InkyPi relies on system packages for some features, which are normally installed via the install.sh script. (Skip if using devbox method)

Linux

(Skip this section if using devbox method)

The required packages can be found in this file:

https://github.com/jtn0123/InkyPi/blob/main/install/debian-requirements.txt

Use your favourite package manager (such as apt) to install them.

Chromium or Google Chrome browser

InkyPi uses --headless mode to render HTML templates to PNGs using a Chrome-like browser.
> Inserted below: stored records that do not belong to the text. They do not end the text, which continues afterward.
PR #3541, opened 2023-03-15
Fix bugs in L2ZZErrorEstimator

hughcars:
I believe the L2ZZErrorEstimator has two bugs in it:
* It does not make use of the `DofTransformation` pointers to perform `InvTransformPrimal` and `TransformPrimal`, thus is incorrect for ND tets for p>1
* It uses `AddElementVector` to store the flux value into the resulting field. In the case of a zero initialized fully discontinuous field (i.e. L2^d as used for a Poisson flux) this has no effect. But for an ND space this results in double counting. 

The first of these I believe is a plain bug, the second of these I believe to be a bug but could be a misunderstanding on my part. I have also propagated fixing the first issue to what I believe are other instances in `gridfunc.cpp` and `pgridfunc.cpp`. I am not totally sure of these fixes so would appreciate feedback on whether I have misunderstood their application.

This was diagnosed by comparing a flux grid function computed identically to that in the `L2ZZErrorEstimator` function call, to one computed using the CurlInterpolator. The code to construct the interpolated version is
```
using namespace mfem;
mfem::Vector field_vec; // This is populated with the solution vector in ND.

ParGridFunction(&fes); // fes is the FiniteElementSpace associated with field_fes
ParDiscreteLinearOperator curl(&fes, &flux_fes); // ND and RT respectively
curl.AddDomainInterpolator(new CurlInterpolator);
curl.Assemble();
curl.Finalize()
auto *curlop = std::unique_ptr<HypreParMatrix>(curl.ParallelAssemble());

Vector flux(flux_fes.GetTrueVSize());
curlop->Mult(field, flux);

ParGridFunction flux_func(&flux_fes);
flux_func.SetFromTrueDOFs(flux);
```

| [#3541](https://github.com/mfem/mfem/pull/3541) | @hughcars | @tzanio | @mlstowell + @psocratis + @rw-anderson | 3/25/23 | 4/29/23 | 5/4/23 | |

<details>
    
- [ ] Code builds.
- [ ] Update `CHANGELOG`:
- [ ] Update `INSTALL`:
    - [ ] `.github`
    - [ ] `.appveyor.yml`
- [ ] Update `.gitignore`:
- [ ] New examples:
- [ ] New miniapps:
- [ ] New capability:
</details>


tzanio:

tzanio:
@psocratis and @rw-anderson -- can you please review when you get a chance?

fem/pgridfunc.cpp
```diff
@@ -325,8 +343,8 @@ void ParGridFunction::GetVectorValue(int i, const IntegrationPoint &ip,
    if (nbr_el_no >= 0)
    {
       Array<int> dofs;
-      DofTransformation * doftrans = pfes->GetFaceNbrElementVDofs(nbr_el_no,
-                                                                  dofs);
+      const auto * const doftrans = pfes->GetFaceNbrElementVDofs(nbr_el_no,
+                                                                 dofs);
```
mlstowell, line 347: What is the advantage of using `auto` here?

mlstowell:
Hi, @hughcars,

I think your usage of `DofTransformation` is correct here and I thank you for catching these issues. I am curious why you choose to use `const auto * const` rather than `DofTransformation *`. If they are equivalent, I would prefer the second option because it is more specific and more amenable to the use of tools like `grep`.

Regarding the double counting i.e. `AddElementVector` vs. `SetSubVector`, I'm sure you are correct that this double counting is a problem. However, I'm not sure of the appropriate fix. Switching to `SetSubVector` will remove the double counting but it introduces a dependence on the order of element traversal. I think what we want is to build a right-hand-side vector `b` by summing contributions from neighboring elements. I'm not sure why the code was not written this way initially (@rw-anderson or @psocratis may have keener insight on this matter.) 

My inclination is to rewrite this portion of `L2ZZErrorEstimator` but your fix is an improvement over the double counting error that currently exists.

Best wishes,
Mark

mlstowell:
Regarding the use of `auto`, I don't think the quoted C++ guidelines apply in this case. There is no repetition of the typename and the function call doesn't give any clues to the reader indicating what type should be expected. This would require the reader to lookup the function in the header files to figure out what object is being used. Unless the other reviewers disagree I would prefer using `DofTransformation *` (adding the `const` keywords is fine).

I see your point about the flux computation. Without coefficients and assuming the user chooses the correct space for the flux everything should be the same regardless of traversal order.

hughcars:
> Regarding the use of `auto`, I don't think the quoted C++ guidelines apply in this case. There is no repetition of the typename and the function call doesn't give any clues to the reader indicating what type should be expected. This would require the reader to lookup the function in the header files to figure out what object is being used. Unless the other reviewers disagree I would prefer using `DofTransformation *` (adding the `const` keywords is fine).
> 
> I see your point about the flux computation. Without coefficients and assuming the user chooses the correct space for the flux everything should be the same regardless of traversal order.

Fixed in https://github.com/mfem/mfem/pull/3541/commits/1c25aeb978448c354da5140aad68c52c4ed4c364

mlstowell (approved):

psocratis (approved):

tzanio:

hughcars:
> Can we mention in `CHANGELOG` so users are not surprised to see changes?

Yes, I can write an entry, does this work?
```
- Bugfix for ZZ error estimation with Nedelec spaces: interface unknowns are no longer double counted, and element transformations for p >= 2 Nedelec elements are now accounted for correctly.
```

Different platforms have different available browser packages; refer to the table below:

Platform Recommended Package Notes
Raspbian / Debian chromium-headless-shell chromium or google-chrome also works when available in PATH
All other Linux chromium devbox installs chromium on Linux; chromium-headless-shell is usually unavailable
macOS Google Chrome chromium on macOS/aarch64 is not considered stable; for devbox, install Chrome at /Applications/Google Chrome.app/Contents/MacOS/Google Chrome
Windows Chromium or Google Chrome devbox installs chromium on WSL2; on native Windows (without WSL2), chromium or google-chrome should be in PATH

InkyPi will search for a Chrome-like browser in the project's PATH (when using devbox) and then your system PATH.

CodeQL suppression policy

CodeQL runs on every push and pull request. Most alerts represent real issues and should be fixed in code. A small number are taint-tracker false positives where CodeQL cannot model a validation/sanitization helper. When that happens, suppress the alert at the flagged line with an lgtm comment, always with a specific justification.

Format

  • Python: # lgtm[<rule-id>] — <why this is a false positive>
  • JavaScript: // lgtm[<rule-id>] — <why this is a false positive>

Required

  1. Use the exact rule ID from the CodeQL alert (e.g. py/clear-text-logging-sensitive-data, js/xss-through-dom).
  2. Include a justification after the em dash that explains why the alert does not apply to this specific call site. Reference the data flow, sanitization, or runtime invariant that makes the alert wrong.
  3. Place the comment on the flagged line itself (not the line above or below) so CodeQL's suppression matcher picks it up.

Forbidden

  • Generic comments like # lgtm — false positive or # noqa. They give the next maintainer no signal about whether the suppression is still valid.
  • Suppressing a rule across an entire file or module unless every site has been audited and the rationale is documented in the policy section.
  • Suppressing alerts in src/blueprints/** or src/utils/http_utils.py without coordinating with the JTN-318 cleanup; those files are still being hardened against raw exception strings in API responses.

When in doubt

If you are not sure whether an alert is a false positive, open a Linear issue under the CodeQL epic (JTN-326) and tag it security rather than suppressing. A real alert that is silenced by mistake is much worse than an unsuppressed false positive that the dashboard learns to ignore.